- **Task details**
Please restate the data word for word, leaving out no line.

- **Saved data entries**
______________________________
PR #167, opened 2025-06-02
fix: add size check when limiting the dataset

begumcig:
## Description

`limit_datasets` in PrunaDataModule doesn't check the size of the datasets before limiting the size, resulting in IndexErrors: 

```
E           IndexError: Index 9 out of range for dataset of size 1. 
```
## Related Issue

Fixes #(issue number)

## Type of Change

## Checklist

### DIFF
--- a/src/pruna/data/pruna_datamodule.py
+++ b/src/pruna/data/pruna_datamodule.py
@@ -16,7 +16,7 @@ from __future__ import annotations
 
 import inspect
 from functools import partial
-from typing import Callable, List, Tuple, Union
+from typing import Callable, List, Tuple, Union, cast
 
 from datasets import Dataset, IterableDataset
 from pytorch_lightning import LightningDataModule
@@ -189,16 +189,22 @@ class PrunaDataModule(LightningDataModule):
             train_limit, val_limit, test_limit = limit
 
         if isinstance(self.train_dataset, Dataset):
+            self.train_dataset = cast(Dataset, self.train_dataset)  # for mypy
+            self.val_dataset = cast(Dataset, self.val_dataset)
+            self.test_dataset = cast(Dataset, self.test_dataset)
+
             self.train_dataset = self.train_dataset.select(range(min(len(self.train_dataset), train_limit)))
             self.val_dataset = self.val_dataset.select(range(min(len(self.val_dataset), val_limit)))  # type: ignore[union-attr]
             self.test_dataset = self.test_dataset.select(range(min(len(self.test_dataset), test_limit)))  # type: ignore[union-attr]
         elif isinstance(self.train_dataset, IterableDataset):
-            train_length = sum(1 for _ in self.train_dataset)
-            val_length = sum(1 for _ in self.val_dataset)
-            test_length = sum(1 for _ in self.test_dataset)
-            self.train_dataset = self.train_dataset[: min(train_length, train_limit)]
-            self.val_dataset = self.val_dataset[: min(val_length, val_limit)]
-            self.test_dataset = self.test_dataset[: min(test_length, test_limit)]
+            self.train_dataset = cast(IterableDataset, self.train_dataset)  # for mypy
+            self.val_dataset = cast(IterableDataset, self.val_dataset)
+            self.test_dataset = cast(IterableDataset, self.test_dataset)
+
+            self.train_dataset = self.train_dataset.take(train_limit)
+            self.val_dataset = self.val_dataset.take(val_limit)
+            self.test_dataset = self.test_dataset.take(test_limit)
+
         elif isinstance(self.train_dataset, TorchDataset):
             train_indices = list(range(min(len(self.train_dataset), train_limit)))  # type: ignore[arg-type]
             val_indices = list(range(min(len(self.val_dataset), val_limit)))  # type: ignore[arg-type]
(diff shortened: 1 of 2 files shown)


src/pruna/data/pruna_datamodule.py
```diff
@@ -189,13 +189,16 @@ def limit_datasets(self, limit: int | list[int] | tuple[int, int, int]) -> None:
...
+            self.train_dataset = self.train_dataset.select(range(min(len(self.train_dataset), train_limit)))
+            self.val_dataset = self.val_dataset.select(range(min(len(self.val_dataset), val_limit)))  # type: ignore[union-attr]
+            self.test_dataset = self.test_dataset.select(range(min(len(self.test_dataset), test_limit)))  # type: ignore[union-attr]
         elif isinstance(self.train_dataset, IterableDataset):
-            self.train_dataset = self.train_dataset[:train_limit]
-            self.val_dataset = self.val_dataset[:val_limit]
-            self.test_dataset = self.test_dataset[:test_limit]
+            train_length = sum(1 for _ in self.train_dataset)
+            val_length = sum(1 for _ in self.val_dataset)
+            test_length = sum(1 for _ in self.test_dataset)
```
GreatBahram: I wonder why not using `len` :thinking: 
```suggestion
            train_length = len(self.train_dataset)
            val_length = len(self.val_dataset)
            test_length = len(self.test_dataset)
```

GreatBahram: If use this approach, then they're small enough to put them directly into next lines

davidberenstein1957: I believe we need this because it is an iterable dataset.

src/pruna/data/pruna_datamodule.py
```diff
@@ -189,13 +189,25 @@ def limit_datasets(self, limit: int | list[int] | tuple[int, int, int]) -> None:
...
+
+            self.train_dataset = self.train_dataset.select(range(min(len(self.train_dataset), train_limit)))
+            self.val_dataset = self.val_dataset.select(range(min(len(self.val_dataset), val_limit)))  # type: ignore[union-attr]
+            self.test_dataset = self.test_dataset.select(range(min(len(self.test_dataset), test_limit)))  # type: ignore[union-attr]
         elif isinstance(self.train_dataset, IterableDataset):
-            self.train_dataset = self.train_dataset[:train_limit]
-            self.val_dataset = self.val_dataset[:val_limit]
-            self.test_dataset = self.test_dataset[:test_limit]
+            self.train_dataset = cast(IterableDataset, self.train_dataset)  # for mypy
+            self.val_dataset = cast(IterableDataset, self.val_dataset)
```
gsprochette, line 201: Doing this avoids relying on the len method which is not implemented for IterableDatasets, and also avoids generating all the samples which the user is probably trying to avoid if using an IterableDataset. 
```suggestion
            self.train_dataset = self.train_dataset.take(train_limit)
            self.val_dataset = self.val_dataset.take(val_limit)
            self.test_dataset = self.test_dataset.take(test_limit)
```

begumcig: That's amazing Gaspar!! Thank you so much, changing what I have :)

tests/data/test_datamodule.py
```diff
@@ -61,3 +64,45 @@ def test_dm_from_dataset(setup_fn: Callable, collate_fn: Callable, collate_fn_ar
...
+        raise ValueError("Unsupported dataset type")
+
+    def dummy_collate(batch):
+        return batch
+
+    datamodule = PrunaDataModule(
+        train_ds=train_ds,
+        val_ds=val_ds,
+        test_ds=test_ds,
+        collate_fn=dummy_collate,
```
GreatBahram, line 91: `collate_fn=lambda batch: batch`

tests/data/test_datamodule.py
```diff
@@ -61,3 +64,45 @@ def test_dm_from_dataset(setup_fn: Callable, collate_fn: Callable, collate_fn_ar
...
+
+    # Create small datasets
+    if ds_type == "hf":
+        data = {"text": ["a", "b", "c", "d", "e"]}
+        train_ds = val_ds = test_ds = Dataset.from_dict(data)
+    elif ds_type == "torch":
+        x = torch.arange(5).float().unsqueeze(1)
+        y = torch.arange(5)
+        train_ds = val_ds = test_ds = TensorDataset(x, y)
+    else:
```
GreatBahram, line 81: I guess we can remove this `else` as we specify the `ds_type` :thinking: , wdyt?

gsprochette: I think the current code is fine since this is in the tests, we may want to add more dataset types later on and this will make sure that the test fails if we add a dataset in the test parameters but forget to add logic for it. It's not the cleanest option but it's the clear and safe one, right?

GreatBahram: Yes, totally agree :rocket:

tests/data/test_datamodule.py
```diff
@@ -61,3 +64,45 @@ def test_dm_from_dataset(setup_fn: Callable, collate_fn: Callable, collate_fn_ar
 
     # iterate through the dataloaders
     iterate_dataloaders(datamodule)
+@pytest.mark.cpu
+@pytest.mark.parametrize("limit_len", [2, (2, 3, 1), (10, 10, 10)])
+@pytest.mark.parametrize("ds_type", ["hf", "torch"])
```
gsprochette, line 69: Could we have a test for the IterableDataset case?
______________________________
- **Answer space**
PR #167, opened 2025-06-02
fix: add size check when limiting the dataset

begumcig:
## Description

`limit_datasets` in PrunaDataModule doesn't check the size of the datasets before limiting the size, resulting in IndexErrors: 

```
E           IndexError: Index 9 out of range for dataset of size 1. 
```
## Related Issue

Fixes #(issue number)

## Type of Change

## Checklist

### DIFF
--- a/src/pruna/data/pruna_datamodule.py
+++ b/src/pruna/data/pruna_datamodule.py
@@ -16,7 +16,7 @@ from __future__ import annotations
 
 import inspect
 from functools import partial
-from typing import Callable, List, Tuple, Union
+from typing import Callable, List, Tuple, Union, cast
 
 from datasets import Dataset, IterableDataset
 from pytorch_lightning import LightningDataModule
@@ -189,16 +189,22 @@ class PrunaDataModule(LightningDataModule):
             train_limit, val_limit, test_limit = limit
 
         if isinstance(self.train_dataset, Dataset):
+            self.train_dataset = cast(Dataset, self.train_dataset)  # for mypy
+            self.val_dataset = cast(Dataset, self.val_dataset)
+            self.test_dataset = cast(Dataset, self.test_dataset)
+
             self.train_dataset = self.train_dataset.select(range(min(len(self.train_dataset), train_limit)))
             self.val_dataset = self.val_dataset.select(range(min(len(self.val_dataset), val_limit)))  # type: ignore[union-attr]
             self.test_dataset = self.test_dataset.select(range(min(len(self.test_dataset), test_limit)))  # type: ignore[union-attr]
         elif isinstance(self.train_dataset, IterableDataset):
-            train_length = sum(1 for _ in self.train_dataset)
-            val_length = sum(1 for _ in self.val_dataset)
-            test_length = sum(1 for _ in self.test_dataset)
-            self.train_dataset = self.train_dataset[: min(train_length, train_limit)]
-            self.val_dataset = self.val_dataset[: min(val_length, val_limit)]
-            self.test_dataset = self.test_dataset[: min(test_length, test_limit)]
+            self.train_dataset = cast(IterableDataset, self.train_dataset)  # for mypy
+            self.val_dataset = cast(IterableDataset, self.val_dataset)
+            self.test_dataset = cast(IterableDataset, self.test_dataset)
+
+            self.train_dataset = self.train_dataset.take(train_limit)
+            self.val_dataset = self.val_dataset.take(val_limit)
+            self.test_dataset = self.test_dataset.take(test_limit)
+
         elif isinstance(self.train_dataset, TorchDataset):
             train_indices = list(range(min(len(self.train_dataset), train_limit)))  # type: ignore[arg-type]
             val_indices = list(range(min(len(self.val_dataset), val_limit)))  # type: ignore[arg-type]
(diff shortened: 1 of 2 files shown)


src/pruna/data/pruna_datamodule.py
```diff
@@ -189,13 +189,16 @@ def limit_datasets(self, limit: int | list[int] | tuple[int, int, int]) -> None:
...
+            self.train_dataset = self.train_dataset.select(range(min(len(self.train_dataset), train_limit)))
+            self.val_dataset = self.val_dataset.select(range(min(len(self.val_dataset), val_limit)))  # type: ignore[union-attr]
+            self.test_dataset = self.test_dataset.select(range(min(len(self.test_dataset), test_limit)))  # type: ignore[union-attr]
         elif isinstance(self.train_dataset, IterableDataset):
-            self.train_dataset = self.train_dataset[:train_limit]
-            self.val_dataset = self.val_dataset[:val_limit]
-            self.test_dataset = self.test_dataset[:test_limit]
+            train_length = sum(1 for _ in self.train_dataset)
+            val_length = sum(1 for _ in self.val_dataset)
+            test_length = sum(1 for _ in self.test_dataset)
```
GreatBahram: I wonder why not using `len` :thinking: 
```suggestion
            train_length = len(self.train_dataset)
            val_length = len(self.val_dataset)
            test_length = len(self.test_dataset)
```

GreatBahram: If use this approach, then they're small enough to put them directly into next lines

davidberenstein1957: I believe we need this because it is an iterable dataset.

src/pruna/data/pruna_datamodule.py
```diff
@@ -189,13 +189,25 @@ def limit_datasets(self, limit: int | list[int] | tuple[int, int, int]) -> None:
...
+
+            self.train_dataset = self.train_dataset.select(range(min(len(self.train_dataset), train_limit)))
+            self.val_dataset = self.val_dataset.select(range(min(len(self.val_dataset), val_limit)))  # type: ignore[union-attr]
+            self.test_dataset = self.test_dataset.select(range(min(len(self.test_dataset), test_limit)))  # type: ignore[union-attr]
         elif isinstance(self.train_dataset, IterableDataset):
-            self.train_dataset = self.train_dataset[:train_limit]
-            self.val_dataset = self.val_dataset[:val_limit]
-            self.test_dataset = self.test_dataset[:test_limit]
+            self.train_dataset = cast(IterableDataset, self.train_dataset)  # for mypy
+            self.val_dataset = cast(IterableDataset, self.val_dataset)
```
gsprochette, line 201: Doing this avoids relying on the len method which is not implemented for IterableDatasets, and also avoids generating all the samples which the user is probably trying to avoid if using an IterableDataset. 
```suggestion
            self.train_dataset = self.train_dataset.take(train_limit)
            self.val_dataset = self.val_dataset.take(val_limit)
            self.test_dataset = self.test_dataset.take(test_limit)
```

begumcig: That's amazing Gaspar!! Thank you so much, changing what I have :)

tests/data/test_datamodule.py
```diff
@@ -61,3 +64,45 @@ def test_dm_from_dataset(setup_fn: Callable, collate_fn: Callable, collate_fn_ar
...
+        raise ValueError("Unsupported dataset type")
+
+    def dummy_collate(batch):
+        return batch
+
+    datamodule = PrunaDataModule(
+        train_ds=train_ds,
+        val_ds=val_ds,
+        test_ds=test_ds,
+        collate_fn=dummy_collate,
```
GreatBahram, line 91: `collate_fn=lambda batch: batch`

tests/data/test_datamodule.py
```diff
@@ -61,3 +64,45 @@ def test_dm_from_dataset(setup_fn: Callable, collate_fn: Callable, collate_fn_ar
...
+
+    # Create small datasets
+    if ds_type == "hf":
+        data = {"text": ["a", "b", "c", "d", "e"]}
+        train_ds = val_ds = test_ds = Dataset.from_dict(data)
+    elif ds_type == "torch":
+        x = torch.arange(5).float().unsqueeze(1)
+        y = torch.arange(5)
+        train_ds = val_ds = test_ds = TensorDataset(x, y)
+    else:
```
GreatBahram, line 81: I guess we can remove this `else` as we specify the `ds_type` :thinking: , wdyt?

gsprochette: I think the current code is fine since this is in the tests, we may want to add more dataset types later on and this will make sure that the test fails if we add a dataset in the test parameters but forget to add logic for it. It's not the cleanest option but it's the clear and safe one, right?

GreatBahram: Yes, totally agree :rocket:

tests/data/test_datamodule.py
```diff
@@ -61,3 +64,45 @@ def test_dm_from_dataset(setup_fn: Callable, collate_fn: Callable, collate_fn_ar
 
     # iterate through the dataloaders
     iterate_dataloaders(datamodule)
+@pytest.mark.cpu
+@pytest.mark.parametrize("limit_len", [2, (2, 3, 1), (10, 10, 10)])
+@pytest.mark.parametrize("ds_type", ["hf", "torch"])
```
gsprochette, line 69: Could we have a test for the IterableDataset case?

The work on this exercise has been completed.